_Work instructions_:
Write out, precisely and in full, each line of the material.

_Recorded data_:
PR #4938, opened 2026-09-05
fix(config): trust APPS_SCHEMA float type over an int default in get_arg() (#4925)

### LINKED ISSUE #4925: solcast_poll_hours 4.8 is silently truncated to 4h, exhausting the Solcast daily quota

_Response below_:
PR #4938, opened 2026-09-05
fix(config): trust APPS_SCHEMA float type over an int default in get_arg() (#4925)

### LINKED ISSUE #4925: solcast_poll_hours 4.8 is silently truncated to 4h, exhausting the Solcast daily quota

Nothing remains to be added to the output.